Pretty moving, huh?  From the temporal to the spiritual, your journey awaits through the gates of paradise, and whether you’re religious or not, you’ll be moved in some way when you behold their magnificence.  Be sure to include a stop here on your Italian itinerary so you too, will discover the rich history and heritage of the Baptistery in Florence, Italy.

Ciao from Florence.

By: Jeff Titelius

Jeff Titelius is a freelance travel writer whose goal is to travel the world with journal and camera and share those journeys with you. He contributes to a variety of online and print publications but his latest endeavor is his website where he shares his passion for European travel – journeys to world-renowned destinations and some off-the-beaten-path adventures that offer up magnificent architecture, fascinating histories, and spectacular landscapes.

17 thoughts on “Through the Gates Of Paradise at the Baptistery in Florence, Italy”

  1. Great post. I found the baptistery to be magnificent, more so than the Duomo. Ah now I want to go back to Firenze :)

  2. Hooray for an art history-ish travel post! So glad you mentioned the significance of the eight sides of baptistery buildings. The symbolism is so rich in this building. LOVE!

    1. Hi Erin,
      I am truly honored by your comment above! The eight days of man and the octagonal signifcance are what inspired me to write my article in the first place. I never knew about it until my visit to Florence and as you can see, it touched me deeply, very deeply!

      1. I think a lot of places suffer from tours/guide books/text panels failing to mention the symbolism of the architecture or the background of details. Glad to find people who share these tidbits that can make a landmark even more inspiring and meaningful.

  3. I love this. There were a lot of things in here that didn’t know, like the symbolism of the 8 sides and the fact that the mosaics were made by Venetian artists. I agree that the Baptistery is one of Florence’s greatest landmarks and the Gates of Paradise are truly amazing– one of the most important pieces of the Renaissance! Great work, Jeff!

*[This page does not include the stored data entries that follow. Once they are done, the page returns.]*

PR #11292, opened 2022-11-02
fix(artwork): correctly scales video container

dzucconi:
Closes [GRO-1302](https://artsyproduct.atlassian.net/browse/GRO-1302)

The problem is two fold:
* We need to determine if the height of the video is taller than the height of the image, and include that in our value for `maxHeight`
* We need to scale the video within the `MAX_DIMENSION` (800px) in case it's larger than that (which is what images do).


src/Apps/Artwork/Components/ArtworkVideoPlayer/ArtworkVideoPlayer.tsx
```diff
@@ -35,10 +32,11 @@ const ArtworkVideoPlayer: FC<ArtworkVideoPlayerProps> = ({
       {...rest}
     >
       <ResponsiveBox
-        mx={[0, "70px"]}
```
dzucconi, line 38: I realize this is for the UI — I'm wondering if it's needed. Going to come back to this in the morning.

I think we could just show/hide the arrows like we do in the zoom view.

src/Apps/Artwork/Components/ArtworkVideoPlayer/ArtworkVideoPlayer.tsx
```diff
@@ -35,10 +32,11 @@ const ArtworkVideoPlayer: FC<ArtworkVideoPlayerProps> = ({
...
-        maxWidth="100%"
-        aspectWidth={activeVideo.width}
-        aspectHeight={activeVideo.height}
+        maxWidth={MAX_DIMENSION}
+        maxHeight={MAX_DIMENSION}
```
dzucconi, line 36: Here we just use the `ResponsiveBox` to scale the video container since we can't do it via GraphQL or with the `resize` function. This will fit it inside of an 800x800px box and then responsively scale it down if it's smaller.

src/Apps/Artwork/Components/ArtworkVideoPlayer/ArtworkVideoPlayer.tsx
```diff
@@ -61,10 +59,11 @@ const ArtworkVideoPlayerFragmentContainer = createFragmentContainer(
       fragment ArtworkVideoPlayer_artwork on Artwork {
         figures {
           ... on Video {
-            type: __typename
+            __typename
             url
-            height
-            width
+            # Fields need to be aliased to prevent conflicting types
```
dzucconi, line 64: Annoying!

src/Apps/Artwork/Components/ArtworkImageBrowser/ArtworkImageBrowser.tsx
```diff
@@ -28,23 +29,51 @@ export const ArtworkImageBrowser: React.FC<ArtworkImageBrowserProps> = ({
...
-  const maxHeight = Math.max(
-    ...images.map(image => {
-      const scaled = scale({
-        width: image.width!,
-        height: image.height!,
-        maxWidth: MAX_DIMENSION,
-        maxHeight: MAX_DIMENSION,
+  // Here we pre-emptively scale the figures to figure out which is going
+  // to have the largest height. We use this to set a fixed height on the container
+  // so that the UI doesn't shift around.
```
dzucconi, line 34: This was the main problem.

src/Apps/Artwork/Components/ArtworkImageBrowser/ArtworkImageBrowser.tsx
```diff
@@ -28,23 +29,51 @@ export const ArtworkImageBrowser: React.FC<ArtworkImageBrowserProps> = ({
...
+              height: figure.height,
+              maxWidth: MAX_DIMENSION,
+              maxHeight: MAX_DIMENSION,
+            }).height
+          }
+
+          case "Video": {
+            return scale({
+              width: figure.videoWidth,
+              height: figure.videoHeight,
```
dzucconi, line 53: 😝

src/Apps/Artwork/Components/ArtworkImageBrowser/ArtworkImageBrowser.tsx
```diff
@@ -28,23 +29,51 @@ export const ArtworkImageBrowser: React.FC<ArtworkImageBrowserProps> = ({
...
-    })
-  )
+  const defaultIndex = useMemo(() => {
+    return (
+      figures.findIndex(figure => {
+        if (!("isDefault" in figure)) return false
+        return !!figure.isDefault
+      }) ?? 0
+    )
+  }, [figures])
```
dzucconi, line 74: And actually; we should rename this since `isDefault` doesn't even make sense here. It should be like `viewInRoomIndex` or something.

damassi (approved):
Thank you for the fix!

src/Apps/Artwork/Components/ArtworkVideoPlayer/ArtworkVideoPlayer.tsx
dzucconi: Re-added it; I'm going to circle back to get rid of this though.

    1. My Renaissance BFF!!! Thank you Jenna so much for your compliments. Coming from an art historian, I can’t tell you what that means to me. I am truly honored! And, I agree, the Baptistery is one of Florence’s finest.

  4. Grazie for the beautiful post–and how wonderful to learn more about these doors! To me they will always bring back memories of my first hours in Florence–decades ago–my husband and I stood in front of them and almost passed out from the magnificence–we immediately understood Stendahl’s Syndrome!

    1. Prego Susan!! Grazie for all of your compliments, especially the one about Stendahl’s Syndrome euphoria you experienced. Art affects me in this way as well. I am truly glad that I was able to evoke your wonderful memories of Florence. To me, Florence is one of my favorite cities in the World!!!!

  5. Great photos to compliment a wonderful history lesson about the Baptistery doors. Aren’t they just marvelous? Florence remains one of my favorite cities too Jeff!

    1. Thank you so much Robin for your kind words. On my first visit, I was like so many others, walked on by in rush to the Uffizi, the Accademia, the Ponte Vecchio, and didn’t make time to see the Baptistery at all. However, on my second trip, I stayed for 5 nights, so plenty of time to stop and smell the roses!!